Valluet A, Hmitou I, Davis S, Druillennec S, Larcher M, Laroche S, Eychène A - PLoS ONE (2010)

Bottom Line: It is required for various processes, such as placental development, postnatal nervous system myelination and adult learning and memory.However, behavioural analyses revealed that expression of exon 9b-containing isoforms is required for B-Raf function in hippocampal-dependent learning and memory.Interestingly, our results suggest that exon 8b is present only in eutherians and its splicing is differentially regulated among species.

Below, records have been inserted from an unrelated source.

PR #3094, opened 2023-03-12
Make sure low level error response is sent to the client

### LINKED ISSUE #2341: Puma sends empty response bodies even when low-level handler is specified
**Describe the bug**

Puma's README [describes the `lowlevel_error_handler` as a way to specify how Puma should react in error conditions outside of the context of your application][0]. Specifically, the docs show that you can return a Rack response with the expectation that Puma will write that response to the client socket.

In practice, though, Puma only writes that response in one particular kind of low-level error, [`server.rb:737`](https://github.com/puma/puma/blob/v4.3.5/lib/puma/server.rb#L737). There are around [six other places][1] where the `lowlevel_error_handler` is invoked, but the return value is just discarded. In these cases, Puma writes the HTTP status line itself to the socket and closes it, without writing headers or a response body.

Since the `lowlevel_error_handler` is invoked in these cases, it's still better than nothing since application developers can still be notified of errors happening if they're reporting the error to their error collection system. But Puma offers no way to customize the response code, response headers, or response body in these cases. Clients just get blank responses.

[0]: https://github.com/puma/puma/blob/0f718d516b92cd8bc4120c543b06792b22ac20bb/README.md#error-handling
[1]: https://github.com/puma/puma/commit/7577a27b5a16fbdd62b5d2162396894c01c7d31b

**Puma config:**

```ruby
lowlevel_error_handler do |e|
  puts "lowlevel_error_handler called"
  [500, {}, ["An error has occurred, and engineers have been informed. Please reload the page. If you continue to have problems, contact support@example.com\n"]]
end
```

**Expected behavior**

Puma writes the Rack response specified in the return value of the `lowlevel_error_handler` in every case that it's invoked.

 - OS: MacOS, Linux
 - Puma Version: 4.3.5

Vuta:
Closes #2341

### Description

Currently, when Client I/O operations raise any exceptions, we build a fallback rack response (either by `lowlevel_error_handler` or by default puma's hard-coded response), but doesn't do anything with it. This commit ensures that this response is sent back to client.

To verify:
1. `bundle exec puma -C test/config/lowlevel_error_handler.rb test/rackup/hello.ru`
2. `curl -i GET localhost:9292`

```
HTTP/1.1 500 Internal Server Error
Content-Length: 24

something wrong happened
```

### DIFF
--- a/lib/puma/server.rb
+++ b/lib/puma/server.rb
@@ -476,7 +476,7 @@ module Puma
         end
         true
       rescue StandardError => e
-        client_error(e, client)
+        client_error(e, client, requests)
         # The ensure tries to close +client+ down
         requests > 0
       ensure
@@ -504,22 +504,22 @@ module Puma
     # :nocov:
 
     # Handle various error types thrown by Client I/O operations.
-    def client_error(e, client)
+    def client_error(e, client, requests = 1)
       # Swallow, do not log
       return if [ConnectionError, EOFError].include?(e.class)
 
-      lowlevel_error(e, client.env)
       case e
       when MiniSSL::SSLError
+        lowlevel_error(e, client.env)
         @log_writer.ssl_error e, client.io
       when HttpParserError
-        client.write_error(400)
+        response_to_error(client, requests, e, 400)
         @log_writer.parse_error e, client
       when HttpParserError501
-        client.write_error(501)
+        response_to_error(client, requests, e, 501)
         @log_writer.parse_error e, client
       else
-        client.write_error(500)
+        response_to_error(client, requests, e, 500)
         @log_writer.unknown_error e, nil, "Read"
       end
     end
@@ -541,9 +541,16 @@ module Puma
         backtrace = e.backtrace.nil? ? '<no backtrace available>' : e.backtrace.join("\n")
         [status, {}, ["Puma caught this error: #{e.message} (#{e.class})\n#{backtrace}"]]
       else
-        [status, {}, ["An unhandled lowlevel error occurred. The application logs may have details.\n"]]
+        [status, {}, [""]]
       end
     end
+
+    def response_to_error(client, requests, err, status_code)
+      status, headers, res_body = lowlevel_error(err, client.env, status_code)
+      prepare_response(status, headers, res_body, requests, client)
+      client.write_error(status_code)
+    end
+    private :response_to_error
 
     # Wait for all outstanding requests to finish.
     #
--- a/test/test_response_header.rb
+++ b/test/test_response_header.rb
@@ -49,7 +49,7 @@ class TestResponseHeader < Minitest::Test
     server_run app: ->(env) { [200, { 1 => 'Boo'}, []] }
     data = send_http_and_read "GET / HTTP/1.0\r\n\r\n"
 
-    assert_match(/HTTP\/1.1 500 Internal Server Error/, data)
+    assert_match(/Puma caught this error/, data)
   end
 
   # The header must respond to each
@@ -57,7 +57,7 @@ class TestResponseHeader < Minitest::Test
     server_run app: ->(env) { [200, nil, []] }
     data = send_http_and_read "GET / HTTP/1.0\r\n\r\n"
 
-    assert_match(/HTTP\/1.1 500 Internal Server Error/, data)
+    assert_match(/Puma caught this error/, data)
   end
 
   # The values of the header must be Strings
--- a/test/test_puma_server.rb
+++ b/test/test_puma_server.rb
@@ -1695,4 +1695,19 @@ class TestPumaServer < Minitest::Test
     [out_w, err_w].each(&:close)
     [out_r, err_r, pid]
   end
+
+  def test_lowlevel_error_handler_response
+    options = {
+      lowlevel_error_handler: ->(_error) do
+        [500, {}, ["something wrong happened"]]
+      end
+    }
+    broken_app = ->(_env) { [200, nil, []] }
+
+    server_run(**options, &broken_app)
+
+    data = send_http_and_read "GET / HTTP/1.1\r\n\r\n"
+
+    assert_match(/something wrong happened/, data)
+  end
 end


test/test_response_header.rb
```diff
@@ -49,15 +49,15 @@ def test_integer_key
     server_run app: ->(env) { [200, { 1 => 'Boo'}, []] }
     data = send_http_and_read "GET / HTTP/1.0\r\n\r\n"
 
-    assert_match(/HTTP\/1.1 500 Internal Server Error/, data)
+    assert_match(/HTTP\/1.0 500 Internal Server Error/, data)
```
nateberkopec, line 52: 🤔 Huh?

lib/puma/server.rb
```diff
@@ -492,21 +492,29 @@ def with_force_shutdown(client, &block)
...
+    def client_error(e, client, requests = 1)
       # Swallow, do not log
       return if [ConnectionError, EOFError].include?(e.class)
 
-      lowlevel_error(e, client.env)
       case e
       when MiniSSL::SSLError
         @log_writer.ssl_error e, client.io
       when HttpParserError
+        status, headers, res_body = lowlevel_error(e, client.env, 400)
```
nateberkopec, line 503: Would you kindly refactor these lines into a method?

```ruby
def respond_to_error(status_code)
status, headers, res_body = lowlevel_error(e, client.env, status_code)
prepare_response(status, headers, res_body, requests, client)
client.write_error(status_code)
end
```

test/test_response_header.rb
Vuta: Previously it failed on some platforms (non MRI or windows I think). This is the full `data`
```
HTTP/1.0 500 Internal Server Error\r\nContent-Length: 659\r\n\r\nPuma caught this error: undefined method `downcase' for 1:Integer (NoMethodError)\n/Users/vutran/learning/puma/lib/puma/request.rb:610:in `block in str_headers'\n/Users/vutran/learning/puma/lib/puma/request.rb:607:in `each'\n/Users/vutran/learning/puma/lib/puma/request.rb:607:in `str_headers'\n/Users/vutran/learning/puma/lib/puma/request.rb:170:in `prepare_response'\n/Users/vutran/learning/puma/lib/puma/request.rb:131:in `handle_request'\n/Users/vutran/learning/puma/lib/puma/server.rb:431:in `process_client'\n/Users/vutran/learning/puma/lib/puma/server.rb:233:in `block in run'\n/Users/vutran/learning/puma/lib/puma/thread_pool.rb:147:in `block in spawn_thread'HTTP/1.1 500 Internal Server Error\r\n\r\n
```

I guess matching against `Puma caught this error: undefined method `downcase' for 1:Integer` would be better?

nateberkopec (approved):

nateberkopec:
Leaving unmerged to give other maintainers some time to look but LGTM

test/config/lowlevel_error_handler.rb
dentarg, line 1: Why is this file added? I fail to see where it is used

lib/puma/server.rb
```diff
@@ -492,22 +492,21 @@ def with_force_shutdown(client, &block)
...
     # Handle various error types thrown by Client I/O operations.
-    def client_error(e, client)
+    def client_error(e, client, requests = 1)
       # Swallow, do not log
       return if [ConnectionError, EOFError].include?(e.class)
 
-      lowlevel_error(e, client.env)
       case e
       when MiniSSL::SSLError
         @log_writer.ssl_error e, client.io
```
dentarg, line 501: Looks like your `lowlevel_error_handler` (if you had one) was called for `MiniSSL::SSLError` before but now it is not. Is that a change we want to make?

test/test_response_header.rb
dentarg: @nateberkopec I commented on the same thing with the previous attempt: https://github.com/puma/puma/pull/2731/files#diff-732bb402028f0495d2e1bbcdf2abd9deef82f19e1b5f45711e5e32d450656563

We should understand why this is changing, not just change it

dentarg: > This is the full `data`

Why does it say `HTTP/1.1 500 Internal Server Error\r\n\r\n` at the end?

What does it say in master?

MSP-Greg:
I need to look at the code more, but is this optional?  I'm not sure if everyone wants backtrace info sent to a client?  Options for logging it, but not to the client, unless development mode? Sorry, busy with other things (reliable CI)...

test/test_response_header.rb
Vuta: > Why does it say HTTP/1.1 500 Internal Server Error\r\n\r\n at the end?

That comes from the `client.write_error(500)`. We can either
1. keep that line and change the regex to make the test pass
2. remove that line completely

I went with (1) because I wasn't sure if (2) has any other implications

test/config/lowlevel_error_handler.rb
Vuta: I followed the instruction in the contributing guide, which says adding it to reproduce the issue. I'm fine with removing it though 🙂

lib/puma/server.rb
Vuta: we don't seem to want to sent anything back to client for this error right? because there is no `client.write_error` for it 🤔

Vuta:
> I need to look at the code more, but is this optional? I'm not sure if everyone wants backtrace info sent to a client? Options for logging it, but not to the client, unless development mode? Sorry, busy with other things (reliable CI)...

I think it's optional. If user sets the environment to something other than development and test, the general message `An unhandled lowlevel error occurred. The application logs may have details.` will be sent instead.

test/config/lowlevel_error_handler.rb
nateberkopec: I assumed it was used in the test! Whoops.

Vuta: thanks, removed!

nateberkopec:
Marking as waiting for review as @vuta has responded to maintainer concerns but we don't have an approve yet.

lib/puma/server.rb
nateberkopec: We don't want to send anything, but we still want to call the low-level error handler.

nateberkopec: I think we didn't send anything back in this case because an ssl error usually means we didn't even establish a connection, so there's probably no client to send anything back to. But we absolutely still want to call the error handler, as someone may have a side effect on their error handler to do something like call Sentry or some other error notification service.

nateberkopec: So I guess: we could try to send something back to the client but just not care if it fails?

Vuta: Thanks for the clarification @nateberkopec. I think it makes sense that we need to call the handler, so I moved the call to the `MiniSSL::SSLError` case

MSP-Greg:
I'll defer to others, but I'm not sure about any responses that might 'fingerprint' Puma's use to clients.

dentarg:
> I'll defer to others, but I'm not sure about any responses that might 'fingerprint' Puma's use to clients.

Fair point considering the recent `Server` header discussions.

It is set here

https://github.com/puma/puma/blob/6d3fd09e2d36bd63ccbb6bc71a980553aed9cc28/lib/puma/server.rb#L544

I guess it is meant to be helpful in cases where you haven't configured the low level handler and something unexpected happens in production... but I agree it is sharing unnecessary details to the end user.

Vuta:
@dentarg thanks. I agree that end users don't need to know about "unhandled lowlevel error" or "application logs". So I removed them altogether.

lib/puma/server.rb
```diff
@@ -541,10 +541,17 @@ def lowlevel_error(e, env, status=500)
         backtrace = e.backtrace.nil? ? '<no backtrace available>' : e.backtrace.join("\n")
         [status, {}, ["Puma caught this error: #{e.message} (#{e.class})\n#{backtrace}"]]
       else
-        [status, {}, ["An unhandled lowlevel error occurred. The application logs may have details.\n"]]
+        [status, {}, ["An error occurred\n"]]
```
dentarg, line 544: I'm not sure this is that much better than the previous message, it is probably still somewhat unique to Puma.

I checked what [pitchfork](https://github.com/Shopify/pitchfork) does in [the `500 Internal Server Error` case](https://github.com/Shopify/pitchfork/blob/b5e2bbcbebd22bcd8a212c300e0bc8abbecc4040/test/integration/test_broken_app.rb), and it doesn't respond with any body (`RACK_ENV=development` and `RACK_ENV=production` behaves the same).

```
$ curl -s -v http://127.0.0.1:8080/raise
*   Trying 127.0.0.1:8080...
* Connected to 127.0.0.1 (127.0.0.1) port 8080 (#0)
> GET /raise HTTP/1.1
> Host: 127.0.0.1:8080
> User-Agent: curl/7.84.0
> Accept: */*
>
< HTTP/1.1 500 Internal Server Error
* no chunk, no close, no size. Assume close to signal end
<
* Closing connection 0

$ curl -s -v http://127.0.0.1:8080/nil
*   Trying 127.0.0.1:8080...
* Connected to 127.0.0.1 (127.0.0.1) port 8080 (#0)
> GET /nil HTTP/1.1
> Host: 127.0.0.1:8080
> User-Agent: curl/7.84.0
> Accept: */*
>
< HTTP/1.1 500 Internal Server Error
* no chunk, no close, no size. Assume close to signal end
<
* Closing connection 0
```

lib/puma/server.rb
```diff
@@ -504,22 +504,22 @@ def with_force_shutdown(client, &block)
     # :nocov:
 
     # Handle various error types thrown by Client I/O operations.
-    def client_error(e, client)
+    def client_error(e, client, requests = 1)
       # Swallow, do not log
       return if [ConnectionError, EOFError].include?(e.class)
 
-      lowlevel_error(e, client.env)
```
nateberkopec, line 511: Why does MiniSSL::SSLError get slightly different handling now? If I'm reading it right, this branch still has the "bug" of never responding to the client actually?

Vuta: Adding `lowlevel_error` to `MiniSSL::SSLError` so that the handler code can be run, and we don't send anything back to client because there is nothing to send back right? If I understand your previous comment correctly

View Article: PubMed Central - PubMed

Affiliation: Institut Curie, Orsay, France.

ABSTRACT
The B-raf proto-oncogene exerts essential functions during development and adulthood. It is required for various processes, such as placental development, postnatal nervous system myelination and adult learning and memory. The mouse B-raf gene encodes several isoforms resulting from alternative splicing of exons 8b and 9b located in the hinge region upstream of the kinase domain. These alternative sequences modulate the biochemical and biological properties of B-Raf proteins. To gain insight into the physiological importance of B-raf alternative splicing, we generated two conditional knockout mice of exons 8b and 9b. Homozygous animals with a constitutive deletion of either exon are healthy and fertile, and survive up to 18 months without any visible abnormalities, demonstrating that alternative splicing is not essential for embryonic development and brain myelination. However, behavioural analyses revealed that expression of exon 9b-containing isoforms is required for B-Raf function in hippocampal-dependent learning and memory. In contrast, mice mutated on exon 8b are not impaired in this function. Interestingly, our results suggest that exon 8b is present only in eutherians and its splicing is differentially regulated among species.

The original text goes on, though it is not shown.